[Data extract]:
PR #8228, opened 2025-10-15
fix(OpenNext): build blog data

avivkeller:
We need to build the blog data before deploying

### DIFF
--- a/.github/workflows/tmp-cloudflare-open-next-deploy.yml
+++ b/.github/workflows/tmp-cloudflare-open-next-deploy.yml
@@ -50,10 +50,6 @@ jobs:
       - name: Install packages
         run: pnpm install --frozen-lockfile
 
-      - name: Build open-next site
-        working-directory: apps/site
-        run: node --run cloudflare:build:worker
-
       - name: Deploy open-next site
         working-directory: apps/site
         run: node --run cloudflare:deploy
--- a/.github/workflows/tmp-cloudflare-open-next-deploy.yml
+++ b/.github/workflows/tmp-cloudflare-open-next-deploy.yml
@@ -54,6 +54,10 @@ jobs:
         working-directory: apps/site
         run: node --run build:blog-data
 
+      - name: Build open-next site
+        working-directory: apps/site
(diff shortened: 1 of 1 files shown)


MattIPv4:
Can we dispatch the workflow against this branch to confirm this fix works?

dario-piotrowicz:
I am not sure why this is necessary, wasn't the blog building done in a postinstall script?

dario-piotrowicz:
> I am not sure why this is necessary, wasn't the blog building done in a postinstall script?

Ah yeah there are `pre*` scripts that should be triggering that :thinking: 
https://github.com/nodejs/nodejs.org/blob/bd92fd2a5cc0fe5e6aa4c82cd61d779c79de9851/apps/site/package.json#L5

MattIPv4:
`node --run` does not run pre/post hooks, that is the one major difference vs. what `npm run` et al do

avivkeller:
> Can we dispatch the workflow against this branch to confirm this fix works?

I did when I opened the PR, apologies for not linking the run, https://github.com/nodejs/nodejs.org/actions/runs/18532159595

avivkeller:
> `node --run` does not run pre/post hooks, that is the one major difference vs. what `npm run` et al do

Even if it did, those lifecycle scripts wouldn't apply to the worker variants, right?

dario-piotrowicz:
> `node --run` does not run pre/post hooks, that is the one major difference vs. what `npm run` et al do

ah ok, thanks for the extra context :slightly_smiling_face:

dario-piotrowicz:
> > `node --run` does not run pre/post hooks, that is the one major difference vs. what `npm run` et al do
> 
> Even if it did, those lifecycle scripts wouldn't apply to the worker variants, right?

oh yeah you're right :confused:

dario-piotrowicz (approved):
LGTM :slightly_smiling_face:

avivkeller:
@nodejs/web-infra feel free to merge once approved, I'm requesting fast track

MattIPv4 (approved):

[About this exercise]: Give every part of the material again, exactly as written.

[Exercise result]:
PR #8228, opened 2025-10-15
fix(OpenNext): build blog data

avivkeller:
We need to build the blog data before deploying

### DIFF
--- a/.github/workflows/tmp-cloudflare-open-next-deploy.yml
+++ b/.github/workflows/tmp-cloudflare-open-next-deploy.yml
@@ -50,10 +50,6 @@ jobs:
       - name: Install packages
         run: pnpm install --frozen-lockfile
 
-      - name: Build open-next site
-        working-directory: apps/site
-        run: node --run cloudflare:build:worker
-
       - name: Deploy open-next site
         working-directory: apps/site
         run: node --run cloudflare:deploy
--- a/.github/workflows/tmp-cloudflare-open-next-deploy.yml
+++ b/.github/workflows/tmp-cloudflare-open-next-deploy.yml
@@ -54,6 +54,10 @@ jobs:
         working-directory: apps/site
         run: node --run build:blog-data
 
+      - name: Build open-next site
+        working-directory: apps/site
(diff shortened: 1 of 1 files shown)


MattIPv4:
Can we dispatch the workflow against this branch to confirm this fix works?

dario-piotrowicz:
I am not sure why this is necessary, wasn't the blog building done in a postinstall script?

dario-piotrowicz:
> I am not sure why this is necessary, wasn't the blog building done in a postinstall script?

Ah yeah there are `pre*` scripts that should be triggering that :thinking: 
https://github.com/nodejs/nodejs.org/blob/bd92fd2a5cc0fe5e6aa4c82cd61d779c79de9851/apps/site/package.json#L5

MattIPv4:
`node --run` does not run pre/post hooks, that is the one major difference vs. what `npm run` et al do

avivkeller:
> Can we dispatch the workflow against this branch to confirm this fix works?

I did when I opened the PR, apologies for not linking the run, https://github.com/nodejs/nodejs.org/actions/runs/18532159595

avivkeller:
> `node --run` does not run pre/post hooks, that is the one major difference vs. what `npm run` et al do

Even if it did, those lifecycle scripts wouldn't apply to the worker variants, right?

dario-piotrowicz:
> `node --run` does not run pre/post hooks, that is the one major difference vs. what `npm run` et al do

ah ok, thanks for the extra context :slightly_smiling_face:

dario-piotrowicz:
> > `node --run` does not run pre/post hooks, that is the one major difference vs. what `npm run` et al do
> 
> Even if it did, those lifecycle scripts wouldn't apply to the worker variants, right?

oh yeah you're right :confused:

dario-piotrowicz (approved):
LGTM :slightly_smiling_face:

avivkeller:
@nodejs/web-infra feel free to merge once approved, I'm requesting fast track

MattIPv4 (approved):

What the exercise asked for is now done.